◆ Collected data
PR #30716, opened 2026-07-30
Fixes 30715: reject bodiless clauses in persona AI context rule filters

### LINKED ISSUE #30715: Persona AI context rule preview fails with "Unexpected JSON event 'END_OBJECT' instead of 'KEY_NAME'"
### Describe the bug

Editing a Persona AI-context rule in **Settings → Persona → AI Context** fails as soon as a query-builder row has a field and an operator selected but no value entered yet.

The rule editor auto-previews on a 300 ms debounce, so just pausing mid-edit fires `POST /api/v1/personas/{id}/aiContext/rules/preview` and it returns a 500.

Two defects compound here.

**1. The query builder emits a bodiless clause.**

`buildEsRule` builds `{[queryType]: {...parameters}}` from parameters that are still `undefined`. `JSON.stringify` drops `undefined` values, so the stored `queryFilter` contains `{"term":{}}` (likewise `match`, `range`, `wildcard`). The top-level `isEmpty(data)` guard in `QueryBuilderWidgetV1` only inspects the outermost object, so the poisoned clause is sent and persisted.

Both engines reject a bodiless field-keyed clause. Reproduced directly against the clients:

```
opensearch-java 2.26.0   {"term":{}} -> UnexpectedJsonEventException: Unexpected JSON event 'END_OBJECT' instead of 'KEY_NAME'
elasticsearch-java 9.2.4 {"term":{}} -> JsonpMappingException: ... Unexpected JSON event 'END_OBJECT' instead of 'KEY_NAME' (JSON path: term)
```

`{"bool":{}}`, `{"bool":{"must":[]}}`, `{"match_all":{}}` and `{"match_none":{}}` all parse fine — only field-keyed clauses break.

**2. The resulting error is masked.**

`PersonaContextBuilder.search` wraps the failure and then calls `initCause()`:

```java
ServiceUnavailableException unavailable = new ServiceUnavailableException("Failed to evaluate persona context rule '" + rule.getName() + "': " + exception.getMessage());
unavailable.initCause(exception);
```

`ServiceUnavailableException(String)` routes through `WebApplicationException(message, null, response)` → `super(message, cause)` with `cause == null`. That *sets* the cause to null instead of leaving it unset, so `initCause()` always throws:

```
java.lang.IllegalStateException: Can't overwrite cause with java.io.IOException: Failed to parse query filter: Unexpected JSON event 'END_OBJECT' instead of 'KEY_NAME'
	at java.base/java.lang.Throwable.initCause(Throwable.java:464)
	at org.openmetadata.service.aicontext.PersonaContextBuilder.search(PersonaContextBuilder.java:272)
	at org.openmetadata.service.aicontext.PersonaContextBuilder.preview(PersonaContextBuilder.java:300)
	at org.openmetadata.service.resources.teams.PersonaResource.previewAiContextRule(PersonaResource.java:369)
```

◆ Exercise instructions
Please write out the data again exactly as it stands.

◆ Solution to this exercise
PR #30716, opened 2026-07-30
Fixes 30715: reject bodiless clauses in persona AI context rule filters

### LINKED ISSUE #30715: Persona AI context rule preview fails with "Unexpected JSON event 'END_OBJECT' instead of 'KEY_NAME'"
### Describe the bug

Editing a Persona AI-context rule in **Settings → Persona → AI Context** fails as soon as a query-builder row has a field and an operator selected but no value entered yet.

The rule editor auto-previews on a 300 ms debounce, so just pausing mid-edit fires `POST /api/v1/personas/{id}/aiContext/rules/preview` and it returns a 500.

Two defects compound here.

**1. The query builder emits a bodiless clause.**

`buildEsRule` builds `{[queryType]: {...parameters}}` from parameters that are still `undefined`. `JSON.stringify` drops `undefined` values, so the stored `queryFilter` contains `{"term":{}}` (likewise `match`, `range`, `wildcard`). The top-level `isEmpty(data)` guard in `QueryBuilderWidgetV1` only inspects the outermost object, so the poisoned clause is sent and persisted.

Both engines reject a bodiless field-keyed clause. Reproduced directly against the clients:

```
opensearch-java 2.26.0   {"term":{}} -> UnexpectedJsonEventException: Unexpected JSON event 'END_OBJECT' instead of 'KEY_NAME'
elasticsearch-java 9.2.4 {"term":{}} -> JsonpMappingException: ... Unexpected JSON event 'END_OBJECT' instead of 'KEY_NAME' (JSON path: term)
```

`{"bool":{}}`, `{"bool":{"must":[]}}`, `{"match_all":{}}` and `{"match_none":{}}` all parse fine — only field-keyed clauses break.

**2. The resulting error is masked.**

`PersonaContextBuilder.search` wraps the failure and then calls `initCause()`:

```java
ServiceUnavailableException unavailable = new ServiceUnavailableException("Failed to evaluate persona context rule '" + rule.getName() + "': " + exception.getMessage());
unavailable.initCause(exception);
```

`ServiceUnavailableException(String)` routes through `WebApplicationException(message, null, response)` → `super(message, cause)` with `cause == null`. That *sets* the cause to null instead of leaving it unset, so `initCause()` always throws:

```
java.lang.IllegalStateException: Can't overwrite cause with java.io.IOException: Failed to parse query filter: Unexpected JSON event 'END_OBJECT' instead of 'KEY_NAME'
	at java.base/java.lang.Throwable.initCause(Throwable.java:464)
	at org.openmetadata.service.aicontext.PersonaContextBuilder.search(PersonaContextBuilder.java:272)
	at org.openmetadata.service.aicontext.PersonaContextBuilder.preview(PersonaContextBuilder.java:300)
	at org.openmetadata.service.resources.teams.PersonaResource.previewAiContextRule(PersonaResource.java:369)
```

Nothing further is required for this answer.